- [Task instructions]:
Please return the entries, omitting and altering nothing.

- [Information]:
-*-

PR #2418, opened 2022-11-07
verify: combine verification flows with substituteable verification fns

asraa:

This combines the verification flows for OCI attestations and blobs.

This will make it easier to add flags for validation, and cleanup the logic when the experimental flag is removed.

There is further type-specific logic contained in side bundle verification, it would be nice to separate those out as well.

You don't need to merge this, but I really hated the double logic. Please suggest something else if it would be nicer!

### DIFF
--- a/pkg/cosign/verify.go
+++ b/pkg/cosign/verify.go
@@ -121,24 +121,15 @@ type CheckOpts struct {
 	Identities []Identity
 }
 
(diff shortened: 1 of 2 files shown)


priyawadhwa (approved):
nice!

hectorj2f (approved):
Lgtm, thanks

-*-

- [Solved exercise]:
PR #2418, opened 2022-11-07
verify: combine verification flows with substituteable verification fns

asraa:

This combines the verification flows for OCI attestations and blobs.

This will make it easier to add flags for validation, and cleanup the logic when the experimental flag is removed.

There is further type-specific logic contained in side bundle verification, it would be nice to separate those out as well.

You don't need to merge this, but I really hated the double logic. Please suggest something else if it would be nicer!

### DIFF
--- a/pkg/cosign/verify.go
+++ b/pkg/cosign/verify.go
@@ -121,24 +121,15 @@ type CheckOpts struct {
 	Identities []Identity
 }
 
(diff shortened: 1 of 2 files shown)


priyawadhwa (approved):
nice!

hectorj2f (approved):
Lgtm, thanks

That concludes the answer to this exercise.